**WORK TASK**
Determine how many lines in the material hold the string "have", then reply with that number only.

**THE RECORDS**
PR #29, opened 2020-06-20
Add .gitignore to ignore noise

gaborbernat:


gaborbernat:
Let's agree to disagree. Requesting people to maintain a global gitignore is not contribution friendly.

FFY00:
I don't think we should be maintaining a gitignore for all editors or other environment-specific stuff. We add idea and vscode today, tomorrow we'll have someone asking for vim swap files, eclipse, etc. Proving a `.gitignore` is still a great idea!

I went through the list again, where does `*$py.class` come from?

I have a more extensive list:
```
.nox/
.mypy_cache/
.coverage/
__pycache__/
htmlcov/
dist/
docs/srcbuild/

coverage.xml
*.py[cod]
```

What do you think?

gaborbernat:
I'll defer the question. I don't have the time to fight this battle for every repository, so I'll chicken out of this.

PR #30, opened 2020-06-20
ci: upload coverage reports for all test environments

FFY00:


FFY00:
Yup, it works. Last time I tried something like this I had issues.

**ANSWER SECTION**
3